Yes, but how do you make it into a marketable commercial that won’t freak parents and caregivers out?
I’ve always had the impression that advertisers don’t really understand how girls play with their toys.
When I played with Barbies I had this thing called “The Dead Pit” which was a purple bratz laundry hamper. So whenever a Barbie got killed off she would go in there. And what I would do was I would carry her to the dead pit while singing the dead pit song. The dead pit song was just saying “The dead pit” over and over again in different tones. Anyway, once I finally reached the pit I would announce “(name) has died.” And drop her in. I would wait a few moments. Then, I would violently shake the hamper while shrieking, pretending to be the tortured souls of dead barbies from the underworld. I thought it was hilarious.

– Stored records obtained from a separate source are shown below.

PR #1826, opened 2023-02-13
Fix production Docker builds

camertron:
### Description

Lookbook has failed to deploy for our last few PVC releases because of an issue with Docker builds.

We run a purge job before every deploy that is meant to clean up old Docker tags. We then pull the `:latest` app and asset images so the build step can use them in the `--cache-from` Docker build argument. Unfortunately it appears our purge job is a bit overzealous and recently deleted the `:latest` tag for the app image. This means the pull fails and kills the whole deploy job.

This PR does the following:

1. Ensures we never delete the `:latest` or `:latest-assets` tags.
2. Ensures pulling a non-existent tag doesn't fail the entire deploy.
3. Keeps the latest 20 images instead of the latest 10.

Note that the problem only crops up in production because preview deploys each use their own repository (i.e. URL) in our Azure Docker registry.

### Integration

No.

### Merge checklist

~- [ ] Added/updated tests~


jonrohan (approved):
🚀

God I loved Barbies as a kid. I had about three of them I think? (Plus a few more non-Barbie knockoff dolls). Whoever my favourite Barbie was that day, it was her job to save Ken from various damsel-in-distress situations, like “falling in the river” (being pushed off the sofa). I miss ‘em
When I was 15-17 and hanging out on LiveJournal (the primary social media hangout for a lot of people back then, like Tumblr is now) there was this huge ‘hating kids’ movement. Or it felt huge to me I suppose, being a child and all. Fifteen is still a child, I’m quite sure of it.

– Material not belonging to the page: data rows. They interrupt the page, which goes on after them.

PR #1828, opened 2023-02-15
Action list a11y

camertron:
### Description

This PR addresses accessibility feedback for the `NavList` and `ActionList` components as identified in https://github.com/github/primer/issues/1120. Namely it:

1. renders much clearer markup. Several unnecessary `<ul>`s have been removed and separators are now `<div>`s instead of `<li>`s
1. adjusts a number of roles
1. allows customizing the heading level
1. adds `aria-labelledby` to sub-list `<ul>`s. If a heading _and_ an `aria-label` are both provided, an error is now raised.
1. renames Section -> Group to align better with the React implementation
1. ~removes the `show_on_hover` attribute from `ActionList` and `NavList` items, as only showing buttons on hover is not an accessible pattern~ The `show_on_hover` option has been left in. We will address it (if necessary) in a future PR.
1. ensures sub-lists collapse when the user presses escape
1. updates the `NavList`'s trailing action preview so that the buttons actually do something
1. ensures `NavList`s are wrapped with the `<nav>` tag

### Integration

Yes. Since the `sections` slot has been renamed to `groups`, any place in dotcom where we're calling `with_section` will need to change to `with_group`. In addition, we will need to remove `aria-label`s from any section/group that also contains a header.

### Merge checklist

- [x] Added/updated tests
- [x] Added/updated previews


app/components/primer/alpha/action_list/heading.rb
```diff
@@ -11,21 +11,27 @@ class Heading < Primer::Component
...
         # @param title [String] Sub list title.
+        # @param heading_level [Integer] Heading level. Level 2 results in an `<h2>` tag, level 3 an `<h3>` tag, etc.
         # @param subtitle [String] Optional sub list description.
         # @param scheme [Symbol] Display a background color if scheme is `filled`.
-        # @param tag [Symbol] Semantic tag for the heading.
+        # @param tag [Integer] Semantic tag for the heading.
         # @param system_arguments [Hash] <%= link_to_system_arguments_docs %>
-        def initialize(list_id:, title:, tag: :h3, scheme: DEFAULT_SCHEME, subtitle: nil, **system_arguments)
-          @tag = tag
+        def initialize(list_id:, title:, heading_level: 2, scheme: DEFAULT_SCHEME, subtitle: nil, **system_arguments)
```
langermank, line 25: There was conversation about h2 vs h3 _somewhere_ in dotcom that I would need to go digging for, but I think we landed on h3 being the default. I believe @kendallgassner was working on this..

kendallgassner: oof I don't remember if I was talking about a specific feature case 🤔 .  If I am looking at the [searchResult](https://github.com/search?q=search&type=repositories) navigation menu for example it makes sense for `filterBy` to be a `h2` and languages to be an `h3`. I imagine most cases would be formatted in similarly so defaulting to `h3` would make most sense to me but I do want to ensure we have the option to change the level if needed (i.e. `as='h2`)?

app/components/primer/alpha/action_list/heading.html.erb
```diff
@@ -1,5 +1,5 @@
-<%= render(Primer::BaseComponent.new(**@system_arguments)) do %>
-  <%= render(Primer::BaseComponent.new(tag: @tag, classes: "ActionList-sectionDivider-title", id: @list_id)) do %>
+<%= render(Primer::BaseComponent.new(tag: :div, **@system_arguments)) do %>
+  <%= render(Primer::BaseComponent.new(tag: @tag, classes: "ActionList-sectionDivider-title", id: @list_id, role: :heading, aria: { level: @heading_level })) do %>
```
langermank, line 2: Does this really need a `role="heading"` if its a heading tag?

app/components/primer/alpha/action_list.rb
```diff
@@ -73,6 +73,7 @@ def initialize(
           system_arguments[:classes],
           "ActionListWrap",
           "ActionListWrap--subGroup",
+          "ActionListItem--hasSubItem",
```
langermank, line 76: I'm confused about the addition of classes here. This case should only have `ActionListWrap` for example 
image

`subGroup` and `hasSubItem` are all used for collapsible sections

app/components/primer/alpha/action_list.rb
```diff
@@ -81,18 +82,14 @@ def initialize(
 
       # @private
       def before_render
+        aria_label = aria(:label, @system_arguments)
+
         if heading.present?
           @system_arguments[:"aria-labelledby"] = @id
-        elsif aria(:label, @system_arguments).blank?
+          raise ArgumentError, "An aria-label should not be provided if a heading is present" if aria_label.present?
```
kendallgassner, line 89: 💙

app/components/primer/alpha/action_list/heading.rb
```diff
@@ -11,21 +11,27 @@ class Heading < Primer::Component
...
+        # @param heading_level [Integer] Heading level. Level 2 results in an `<h2>` tag, level 3 an `<h3>` tag, etc.
         # @param subtitle [String] Optional sub list description.
         # @param scheme [Symbol] Display a background color if scheme is `filled`.
-        # @param tag [Symbol] Semantic tag for the heading.
+        # @param tag [Integer] Semantic tag for the heading.
         # @param system_arguments [Hash] <%= link_to_system_arguments_docs %>
-        def initialize(list_id:, title:, tag: :h3, scheme: DEFAULT_SCHEME, subtitle: nil, **system_arguments)
-          @tag = tag
+        def initialize(list_id:, title:, heading_level: 3, scheme: DEFAULT_SCHEME, subtitle: nil, **system_arguments)
+          raise "Heading level must be between #{HEADING_MIN} and #{HEADING_MAX}" unless HEADING_LEVELS.include?(heading_level)
```
kendallgassner, line 26: 💙

app/components/primer/alpha/action_list/heading.html.erb
kendallgassner: Agreed if its `h1-h6` we shouldn't need the role or aria-level

static/constants.json
```diff
@@ -27,6 +27,16 @@
   },
   "Primer::Alpha::ActionList::Heading": {
     "DEFAULT_SCHEME": "subtle",
+    "HEADING_LEVELS": [
```
kendallgassner, line 30:
```suggestion
    "HEADING_LEVELS": Array.from({length: HEADING_MAX}, (_, i) => i + 1)
```

no big deal just a thought

app/components/primer/alpha/action_list/heading.rb
```diff
@@ -11,21 +11,27 @@ class Heading < Primer::Component
           :filled => "ActionList-sectionDivider--filled"
         }.freeze
         SCHEME_OPTIONS = SCHEME_MAPPINGS.keys.freeze
+        HEADING_MIN = 1
+        HEADING_MAX = 6
```
kendallgassner, line 15: Can you use the defined constants in static/constants.json?

app/components/primer/alpha/nav_list/item.html.erb
```diff
@@ -1,7 +1,7 @@
 <% with_private_content do %>
   <% unless items.empty? %>
     <% capture do %>
-      <%= render(Primer::BaseComponent.new(tag: :ul, **@sub_list_arguments)) do %>
+      <%= render(Primer::BaseComponent.new(tag: :ul, role: :list, **@sub_list_arguments)) do %>
```
lindseywild, line 4: Curious why we added the `role="list"` since the tag is a `<ul>`?

previews/primer/alpha/nav_list_preview/trailing_action.html.erb
```diff
@@ -0,0 +1,19 @@
+<%= render(Primer::Alpha::NavList.new) do |list| %>
+  <% list.with_group do |group| %>
+    <%= group.with_heading(title: "Shopping list") %>
+    <% group.with_item(label: "Bread", href: "/list/1") do |item| %>
+      <%= item.with_trailing_action(show_on_hover: true, icon: :plus, aria: { label: "Click for alert" }, name: "bread_button") %>
```
lindseywild, line 5: This is super nitpicky but can we change the phrasing of the `aria-label`? Just because not everyone will be clicking on the item, they may be pressing the enter key! I know this is just for an example but it might prevent someone from trying to do this in the Real World™️ 
```suggestion
      <%= item.with_trailing_action(show_on_hover: true, icon: :plus, aria: { label: "Activate alert" }, name: "bread_button") %>
```

previews/primer/alpha/nav_list_preview/trailing_action.html.erb
```diff
@@ -0,0 +1,19 @@
...
+    <% end %>
+    <% group.with_item(label: "Cheese", href: "/list/2") do |item| %>
+      <%= item.with_trailing_action(icon: :plus, aria: { label: "Click for alert" }, name: "cheese_button") %>
```
lindseywild, line 8:
```suggestion
      <%= item.with_trailing_action(icon: :plus, aria: { label: "Activate alert" }, name: "cheese_button") %>
```

previews/primer/alpha/nav_list_preview/trailing_action.html.erb
```diff
@@ -0,0 +1,19 @@
...
+    <% end %>
+  <% end %>
+<% end %>
+
+<script type="text/javascript" data-eval="true">
+  const breadButton = document.querySelector("[name=bread_button]")
+  breadButton.addEventListener("click", () => alert("You clicked on bread."))
```
lindseywild, line 15:
```suggestion
  breadButton.addEventListener("click", () => alert("You selected bread."))
```

previews/primer/alpha/nav_list_preview/trailing_action.html.erb
```diff
@@ -0,0 +1,19 @@
...
+
+  const cheeseButton = document.querySelector("[name=cheese_button]")
+  cheeseButton.addEventListener("click", () => alert("You clicked on cheese."))
```
lindseywild, line 18:
```suggestion
  cheeseButton.addEventListener("click", () => alert("You selected cheese."))
```

static/constants.json
lindseywild: Sorry to disagree but I feel like this makes it harder to read 😅

lindseywild (commented):
This is awesome 🤩  Just a few suggestions!

app/components/primer/alpha/action_list/heading.html.erb
camertron: I think this must have just been us misinterpreting the a11y feedback 🥴

app/components/primer/alpha/action_list.rb
camertron: I think we added these here because they didn't seem to adversely affect the rendered result and because they were difficult to add elsewhere. Let me take another stab at this.

static/constants.json
camertron: Hmm, so this constants.json file is auto-generated from constants found in the component source code. We'd have to make changes there in order for them to be reflected here.

However, I don't understand why we'd want to increment all the heading levels by 1. Wouldn't that give us `h2` - `h7`?

app/components/primer/alpha/action_list/heading.rb
camertron: Ah, constants.json is generated from constants in the source code, so this is the right place for them to be.

static/constants.json
lindseywild: `<h7>` is not a thing! 😅

app/components/primer/alpha/nav_list/item.html.erb
camertron: Good question! I also wondered about this. Here's the relevant part of @jscholes' [comment](https://github.com/github/primer/issues/1120#issuecomment-1279387613) explaining:

> The `<ul>` wrapping the items in the "Moderation options" submenu does not have an accessible name. It also has no role of `"list"`, meaning that WebKit-based browsers will strip the list semantics due to the lack of bullets.
>
>Recommendations: add `role="list"` to the `<ul>`, as well as an `aria-labelledby` attribute referencing the ID of the "Moderation options" button.

previews/primer/alpha/nav_list_preview/trailing_action.html.erb
camertron: Love the ™ lol

static/constants.json
kendallgassner: That code would output 1-6 it (its using index so it starts at 0). That being said if its autogenerated then its not needed.

app/components/primer/alpha/nav_list/item.html.erb
lindseywild: Love it, thank you!

lindseywild (approved):

langermank (approved):
Looks great @camertron !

There were a lot of blogs dedicated to hating children and most of them consisted of classist little parables about overweight mothers and their ugly kids holding up the lines in Walmart. There were worse, too. There was one particularly memorable one where some grown adults threw a temper tantrum having seen a stranger’s child win a Harry Potter costume contest over them. (It’s probably still festering away on the Internet somewhere.) I remember all this stuff like it was yesterday, it’s weird. People much older than me threw around phrases like “breeder” (for the mothers) and “crotch-turd” (for the kids). There used to be a poster at my high school advertising – I don’t know – better teacher-student relations? – that listed all the harmless phrases children were likely to be called, ‘sprog’ and ‘kiddie’, that sort of thing. I mentally added ‘crotch-turd’ to it every time I walked past. Fifteen is still a child!

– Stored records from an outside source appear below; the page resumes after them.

PR #1829, opened 2023-02-15
Add responsive values for `border` and `border-radius` system argument

josepmartins:
### Description

It's currently not possible to use responsive values for `border` even though the corresponding Primer CSS classes do exist: https://primer.style/design/foundations/css-utilities/borders#responsive-borders

Slack thread: https://github.slack.com/archives/CSGAVNZ19/p1676065040884579

primer/design adds responsive border-radius docs: https://github.com/primer/design/pull/397
primer/css adds responsive border-radius stories: https://github.com/primer/css/pull/2386

Screenshot 2023-02-15 at 11 31 01

### Merge checklist

- [x] Added/updated tests
- [ ] Added/updated previews


josepmartins:
> Hey @josepmartins, thanks for this! As it happens though, utilities.yml is generated by a rake task (`bundle exec rake utilities:build`). You'll need to modify it to include all the border stuff, otherwise your changes will get overwritten by the next run. For utilities that aren't well-suited to programmatic generation we use custom_utilities.yml, which is merged into the final result at the very end of `utilities:build`. It looks like custom_utilities.yml contains hard-coded entries for border classes, so we'll need to remove them and add the appropriate regex to `SUPPORTED_KEYS`.

@camertron thanks for reviewing it! ✨  I've tried adding the regex to the `SUPPORTED_KEYS` in the utilities, the problem is that generates a weird tree structure for borders. So the expected output for each border side [top, right, bottom, left] should be something like this:

```yml
:border_right:
  0:
     - border-right-0
     - border-sm-right-0
     - border-md-right-0
     - ... 
```


But instead, I'm getting this + the extra `:sm`, `:md`, `:lg` and `:xl`.

Screenshot 2023-02-16 at 10 57 53


I've ended up adding them to the `custom_utilities.yml` along with the missing responsive `border-radius` classes too, and updated the responsive classify tests to verify passing the arguments.

camertron:
@josepmartins ahh ok thanks for explaining!

lib/tasks/custom_utilities.yml
```diff
@@ -1,310 +1,370 @@
 :font_size:
-  "00":
```
camertron, line 2: What's up with all these indentation changes?

camertron (changes requested):

camertron:
Hey @josepmartins is this ready for another review?

camertron (approved):

PR #1832, opened 2023-02-17
support ViewComponent v3.0.0.rc2

joelhawksley:
This PR makes the only changes necessary to support ViewComponent v3.0.0.rc2. I intentionally tread carefully here so as to allow PVC to work with older versions of ViewComponent.


camertron (approved):
Nice, thanks!

PR #1845, opened 2023-02-27
Use system arguments instead of utility classes for NavList's "show more" item

### LINKED ISSUE #1843: NavList::Section `show_more_item` slot uses Primer CSS class
👋 Hello! I am unable to use the `show_more_item` slot of the `NavList::Section` component because it is using a [Primer CSS class under the hood](https://github.com/primer/view_components/blob/462bfb63e83d6a3535cd68c3c9b2176bb5e27717/app/components/primer/alpha/nav_list/section.rb#L31-L34), which causes the System Arguments exception to throw:

Screenshot 2023-02-22 at 5 57 00 PM

I can try to cut a PR to fix this tomorrow but wanted to flag this!

camertron:
### Description

`NavList` features a special "show more" item for lazy loading additional list items. Unfortunately it uses a Primer utility class instead of the corresponding system argument, and is causing an error in dotcom's Lookbook.

This would have been caught by our test suite except that we have `raise_on_invalid_options` set to `false` in the test environment 🤦 

Closes #1843.

### Integration

No. Should be backwards-compatible.

### Merge checklist

- [x] Added/updated tests

### DIFF
--- a/.changeset/tasty-rules-end.md
+++ b/.changeset/tasty-rules-end.md
@@ -1,0 +1,5 @@
+---
+'@primer/view-components': patch
+---
+
+Use system arguments instead of utility classes for NavList's "show more" item
--- a/.rubocop.yml
+++ b/.rubocop.yml
@@ -32,6 +32,9 @@ Naming/MethodParameterName:
 Rails/RefuteMethods:
   Enabled: false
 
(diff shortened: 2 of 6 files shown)


jonrohan (approved):
Thanks for the fix!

Someone made a post about a bumper sticker they saw that read “My kid has more chromosomes than your kid”. Referencing Down Syndrome. “It’s called a poison womb, sweetie :)” the poster wrote, luxuriating in their privileges. “I don’t think I want kids,” I wrote in my childhood journal. “What’s the point of having a kid if it’s just gonna be hated from the day it’s born?”
Hurricane Katrina came in 2005. I was an ocean away and Britain doesn’t really have hurricanes, I’d never have to face something like that. There was an article going around about a pregnant nurse who had stayed at the New Orleans children’s hospital to help the sick and dying children there whilst the hurricane raged. If she was one of the thousand-strong death toll I didn’t know. “It means less pregnant mothers and babiez to deal with in the long run ;)” said some nameless commenter on one of my dashboards, out loud, publicly, proudly. I want to say I hope they never faced something like that. But I’m not sure I’m that charitable.
Fifteen is still a child! Seventeen is still a child! You deserve(d) so much better!